◆ Task item: Only the lines of the data holding the string "opened" need to be returned.

◆ Data excerpts:
PR #1355, opened 2017-08-07
[REEF-1855] Replace Microsoft.Hadoop.Avro to Microsoft.Avro.Core

Ivanidzo4ka:
This addressed the issue by 
  replacing old nuget to new one
 
JIRA:
  [REEF-1855](https://issues.apache.org/jira/browse/REEF-1855)
 
Pull request:
  This closes #


markusweimer:
Thanks for the commit! However, shouldn't this also update the "old" build to use the new Avro?

PR #1358, opened 2017-08-07
[REEF-1858] Remove `oraclejdk7` builds on Travis.

markusweimer:
JIRA:
  [REEF-1858](https://issues.apache.org/jira/browse/REEF-1858)

### DIFF
--- a/.travis.yml
+++ b/.travis.yml
@@ -18,7 +18,6 @@ sudo: false
 language: java
 
 jdk:
-  - oraclejdk7
   - oraclejdk8
   - openjdk7
 
--- a/.travis.yml
+++ b/.travis.yml
@@ -17,7 +17,10 @@ sudo: false
 
 language: java
 
+dist: precise
+
 jdk:
+  - oraclejdk7
   - oraclejdk8
   - openjdk7
 


tcNickolas:
Interestingly, two other jobs both fail in Travis, one with finbugs and one with some system error. But removal of `oraclejdk7` job is probably not the cause of these failures

markusweimer:
> Interestingly, two other jobs both fail in Travis, one with finbugs and one with some system error. 

Yes, this is curious. I wanted to try another approach next, where we target the "old" Ubuntu release and keep `oraclejdk7` in the mix. WDYT of this approach?

tcNickolas:
If we want to guarantee that REEF keeps running on Oracle Java 7, then it's better to try and keep `oraclejdk7` of course. Also, it will give us more statistics on transient test failures on Java side (which are fewer than on .NET side but still not non-existent).

markusweimer:
OK, I made a push trying that.

markusweimer:
This seems to have worked. @tcNickolas, shall we go with this solution?

markusweimer:
@tcNickolas are you OK with me merging it? We are seasonly low on committers right now (everyone is out on vacation :) )

tcNickolas:
Yes, of course.

PR #1360, opened 2017-08-08
[REEF-1820] specify node names and relaxLocality flag for Evalautors

jwang98052:
* Allow to specify node names and relaxLocality flag in Evaluator request in .Net
* node names and relaxLocality flag in Evaluator request in Java
* Bridge code change
* Add Hello Reef for yarn as sample for not to make current HelloREEF complex

JIRA: [REEF-1820](https://issues.apache.org/jira/browse/REEF-1820)
This closes #

### DIFF
--- a/lang/cs/Org.Apache.REEF.Driver/Evaluator/EvaluatorRequest.cs
+++ b/lang/cs/Org.Apache.REEF.Driver/Evaluator/EvaluatorRequest.cs
@@ -53,13 +53,13 @@ namespace Org.Apache.REEF.Driver.Evaluator
         {
         }
 
-        internal EvaluatorRequest(int number, int megaBytes, int core, string rack, string evaluatorBatchId, List<string> nodeNames)
+        internal EvaluatorRequest(int number, int megaBytes, int core, string rack, string evaluatorBatchId, ICollection<string> nodeNames)
             : this(number, megaBytes, core, rack, evaluatorBatchId, string.Empty, nodeNames, true)
 
         {
         }
 
-        internal EvaluatorRequest(int number, int megaBytes, int core, string rack, string evaluatorBatchId, List<string> nodeNames, bool relaxLocality)
+        internal EvaluatorRequest(int number, int megaBytes, int core, string rack, string evaluatorBatchId, ICollection<string> nodeNames, bool relaxLocality)
            : this(number, megaBytes, core, rack, evaluatorBatchId, string.Empty, nodeNames, relaxLocality)
 
         {
--- a/lang/cs/Org.Apache.REEF.Driver/Evaluator/EvaluatorRequest.cs
+++ b/lang/cs/Org.Apache.REEF.Driver/Evaluator/EvaluatorRequest.cs
@@ -16,6 +16,8 @@
 // under the License.
 
 using System;
+using System.Collections.Generic;
+using System.Linq;
 using System.Runtime.Serialization;
 
 namespace Org.Apache.REEF.Driver.Evaluator
@@ -27,37 +29,43 @@ namespace Org.Apache.REEF.Driver.Evaluator
     internal class EvaluatorRequest : IEvaluatorRequest
     {
         internal EvaluatorRequest()
-            : this(0, 0, 1, string.Empty, Guid.NewGuid().ToString("N"), string.Empty)
+            : this(0, 0, 1, string.Empty, Guid.NewGuid().ToString("N"), string.Empty, Enumerable.Empty<string>().ToList(), true)
         {
         }
 
         internal EvaluatorRequest(int number, int megaBytes)
-            : this(number, megaBytes, 1, string.Empty, Guid.NewGuid().ToString("N"), string.Empty)
+            : this(number, megaBytes, 1, string.Empty, Guid.NewGuid().ToString("N"), string.Empty, Enumerable.Empty<string>().ToList(), true)
         {
         }
 
         internal EvaluatorRequest(int number, int megaBytes, int core)
-            : this(number, megaBytes, core, string.Empty, Guid.NewGuid().ToString("N"), string.Empty)
+            : this(number, megaBytes, core, string.Empty, Guid.NewGuid().ToString("N"), string.Empty, Enumerable.Empty<string>().ToList(), true)
         {
         }
 
         internal EvaluatorRequest(int number, int megaBytes, string rack)
-            : this(number, megaBytes, 1, rack, Guid.NewGuid().ToString("N"), string.Empty)
+            : this(number, megaBytes, 1, rack, Guid.NewGuid().ToString("N"), string.Empty, Enumerable.Empty<string>().ToList(), true)
         {
         }
 
         internal EvaluatorRequest(int number, int megaBytes, int core, string rack)
-            : this(number, megaBytes, core, rack, Guid.NewGuid().ToString("N"), string.Empty)
+            : this(number, megaBytes, core, rack, Guid.NewGuid().ToString("N"), string.Empty, Enumerable.Empty<string>().ToList(), true)
         {
         }
 
-        internal EvaluatorRequest(int number, int megaBytes, int core, string rack, string evaluatorBatchId)
-            : this(number, megaBytes, core, rack, evaluatorBatchId, string.Empty)
+        internal EvaluatorRequest(int number, int megaBytes, int core, string rack, string evaluatorBatchId, List<string> nodeNames)
+            : this(number, megaBytes, core, rack, evaluatorBatchId, string.Empty, nodeNames, true)
 
         {
         }
 
-        internal EvaluatorRequest(int number, int megaBytes, int core, string rack, string evaluatorBatchId, string runtimeName)
+        internal EvaluatorRequest(int number, int megaBytes, int core, string rack, string evaluatorBatchId, List<string> nodeNames, bool relaxLocality)
+           : this(number, megaBytes, core, rack, evaluatorBatchId, string.Empty, nodeNames, relaxLocality)
+
+        {
+        }
+
+        internal EvaluatorRequest(int number, int megaBytes, int core, string rack, string evaluatorBatchId, string runtimeName, IList<string> nodeNames, bool relaxLocality)
         {
             Number = number;
             MemoryMegaBytes = megaBytes;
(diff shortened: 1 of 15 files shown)


jwang98052:
My appVeyor passed. https://ci.appveyor.com/project/jwang98052/reef/build/224-REEF-1820
Not sure what's wrong with this one.

shravanmn:
Seems like one of the tests failed:
Org.Apache.REEF.Tests.Functional.IMRU.TestFailMapperEvaluatorsOnDispose.TestFailedMapperOnLocalRuntime() 
Can you check if this is transient or an issue?

jwang98052:
This is one of the transient test failures.

Sent from my iPhone

On Aug 8, 2017, at 11:34 AM, Shravan M Narayanamurthy <notifications@github.com<mailto:notifications@github.com>> wrote:


Seems like one of the tests failed:
Org.Apache.REEF.Tests.Functional.IMRU.TestFailMapperEvaluatorsOnDispose.TestFailedMapperOnLocalRuntime()
Can you check if this is transient or an issue?

lang/cs/Org.Apache.REEF.Driver/Evaluator/EvaluatorRequest.cs
```diff
@@ -27,44 +29,52 @@ namespace Org.Apache.REEF.Driver.Evaluator
...
-        internal EvaluatorRequest(int number, int megaBytes, int core, string rack, string evaluatorBatchId)
-            : this(number, megaBytes, core, rack, evaluatorBatchId, string.Empty)
+        internal EvaluatorRequest(int number, int megaBytes, int core, string rack, string evaluatorBatchId, List<string> nodeNames)
+            : this(number, megaBytes, core, rack, evaluatorBatchId, string.Empty, nodeNames, true)
 
         {
         }
 
-        internal EvaluatorRequest(int number, int megaBytes, int core, string rack, string evaluatorBatchId, string runtimeName)
+        internal EvaluatorRequest(int number, int megaBytes, int core, string rack, string evaluatorBatchId, List<string> nodeNames, bool relaxLocality)
```
markusweimer: Does the parameter have to be an `IList`? Or would an `IEnumerable` do?

lang/cs/Org.Apache.REEF.Driver/Evaluator/EvaluatorRequest.cs
```diff
@@ -85,6 +95,12 @@ internal EvaluatorRequest(int number, int megaBytes, int core, string rack, stri
         [DataMember]
         public string RuntimeName { get; private set; }
 
+        [DataMember]
+        public IList<string> NodeNames { get; private set; }
```
markusweimer: Maybe keep this data in a `ImmutableList`?

lang/cs/Org.Apache.REEF.Driver/Evaluator/EvaluatorRequestBuilder.cs
```diff
@@ -95,7 +103,18 @@ public EvaluatorRequestBuilder SetRackName(string rackName)
         }
 
         /// <summary>
-        /// Sets the batch ID for requested evaluators in the same request. The batch of Evaluators requested in the 
+        /// Set desired node names for the Evaluator to be allocated on.
+        /// </summary>
+        /// <param name="nodeNames"></param>
+        /// <returns>this</returns>
+        public EvaluatorRequestBuilder SetNodeNames(IList<string> nodeNames)
```
markusweimer: This is tricky if the method is called more than once, right? Wouldn't it be cleaner to have `AddNodeName(string)` and `AddNodeNames(IEnumerable<string>)`?

lang/cs/Org.Apache.REEF.Driver/Evaluator/IEvaluatorRequest.cs
```diff
@@ -43,14 +45,33 @@ public interface IEvaluatorRequest
         string Rack { get; }
 
         /// <summary>
+        /// The desired node names for the Evaluator to be allocated on.
+        /// </summary>
+        IList<string> NodeNames { get; }
```
markusweimer: Maybe better to use `IEnumerable` here?

lang/cs/Org.Apache.REEF.Driver/Evaluator/IEvaluatorRequest.cs
```diff
@@ -43,14 +45,33 @@ public interface IEvaluatorRequest
...
+        /// will not be assigned to nodes on that request's rack unless requests specifically for
+        /// those nodes have also been submitted.
+        /// If the flag is off on an ANY-level ResourceRequest, containers at that request's priority
+        /// will only be assigned on racks for which specific requests have also been submitted.
+        /// For example, to request a container strictly on a specific node, the corresponding rack-level
+        /// and any-level requests should have locality relaxation set to false. Similarly,
+        /// to request a container strictly on a specific rack,
+        /// the corresponding any-level request should have locality relaxation set to false.
+        /// </summary>
+        bool RelaxLocality { get; }
```
markusweimer: Maybe rename to `IsLocalityRelaxed`?

lang/java/reef-common/src/main/java/org/apache/reef/driver/evaluator/EvaluatorRequest.java
```diff
@@ -233,6 +258,21 @@ public T addNodeName(final String nodeName) {
...
     /**
+     * Adds node names.They are the preferred locations where the evaluator should
+     * run on. If any of the node is available, the RM will try to allocate the
+     * evaluator there
+     *
+     * @param nodeNamesList preferred node names
+     * @return this Builder.
+     */
+    public T addNodeNames(final List<String> nodeNamesList) {
+      if(nodeNamesList != null) {
```
markusweimer: what if `nodeNamesList` is `null`?

lang/java/reef-common/src/main/java/org/apache/reef/runtime/common/driver/EvaluatorRequestorImpl.java
```diff
@@ -63,6 +63,10 @@ public synchronized void submit(final EvaluatorRequest req) {
     LOG.log(Level.FINEST, "Got an EvaluatorRequest: number: {0}, memory = {1}, cores = {2}.",
         new Object[] {req.getNumber(), req.getMegaBytes(), req.getNumberOfCores()});
 
+    for (String nodeName : req.getNodeNames()) {
```
markusweimer: Apache Commons has code for this which you can use to format this into a single log line.

lang/java/reef-common/src/main/java/org/apache/reef/runtime/common/driver/EvaluatorRequestorImpl.java
```diff
@@ -63,6 +63,10 @@ public synchronized void submit(final EvaluatorRequest req) {
...
+      LOG.log(Level.FINEST, "Node name: " + nodeName);
```
markusweimer: Guard this code with a check whether `FINEST` is even logged.

lang/cs/Org.Apache.REEF.Driver/Evaluator/EvaluatorRequestBuilder.cs
shravanmn: +1

lang/cs/Org.Apache.REEF.Driver/Evaluator/EvaluatorRequest.cs
shravanmn: Assuming we like the AddNodeNames() :), it has to be at least an ICollection. On the C# side, I don't see any usage beyond ICollection. So I'd vote for all instances to be changed to ICollections<string>

jwang98052: ICollection would work. IEnumerable  is only for traversal. ICollection would allow add.

lang/cs/Org.Apache.REEF.Driver/Evaluator/EvaluatorRequest.cs
jwang98052: If it is pure C#  code, ImmutableList is not a bad option and we can get it from System.Collections.Immutable Nuget. Here we are actually quite constrained by the type selected as this type will be passed to C++ bridge code which has less options. For example, ImmutableList is not supported in C++.

lang/cs/Org.Apache.REEF.Driver/Evaluator/EvaluatorRequestBuilder.cs
jwang98052: Yes, but this is builder. The builder pattern usually only contains set methods. Not sure if we shall put different methods like Add in the builder class?

lang/cs/Org.Apache.REEF.Driver/Evaluator/IEvaluatorRequest.cs
jwang98052: I changed to use ICollection.

lang/cs/Org.Apache.REEF.Driver/Evaluator/IEvaluatorRequest.cs
jwang98052: It matches the one defined in Yarn. So may be just use the same name.

lang/java/reef-common/src/main/java/org/apache/reef/driver/evaluator/EvaluatorRequest.java
jwang98052: When we create ContainerRequest, if nodeNameList is empty, we pass null for nodes. Test shows without passing any node names, the code still works.

lang/java/reef-common/src/main/java/org/apache/reef/runtime/common/driver/EvaluatorRequestorImpl.java
jwang98052: Sure

lang/java/reef-common/src/main/java/org/apache/reef/runtime/common/driver/EvaluatorRequestorImpl.java
jwang98052: Done

lang/cs/Org.Apache.REEF.Driver/Evaluator/EvaluatorRequestBuilder.cs
jwang98052: Done

jwang98052:
@markusweimer @shravanmn I have addressed your review comments and changes are pushed in.

jwang98052:
The change in this PL was mainly from #1326 with HelloREEFYarn added.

◆ Completed exercise:
PR #1355, opened 2017-08-07
PR #1358, opened 2017-08-07
PR #1360, opened 2017-08-08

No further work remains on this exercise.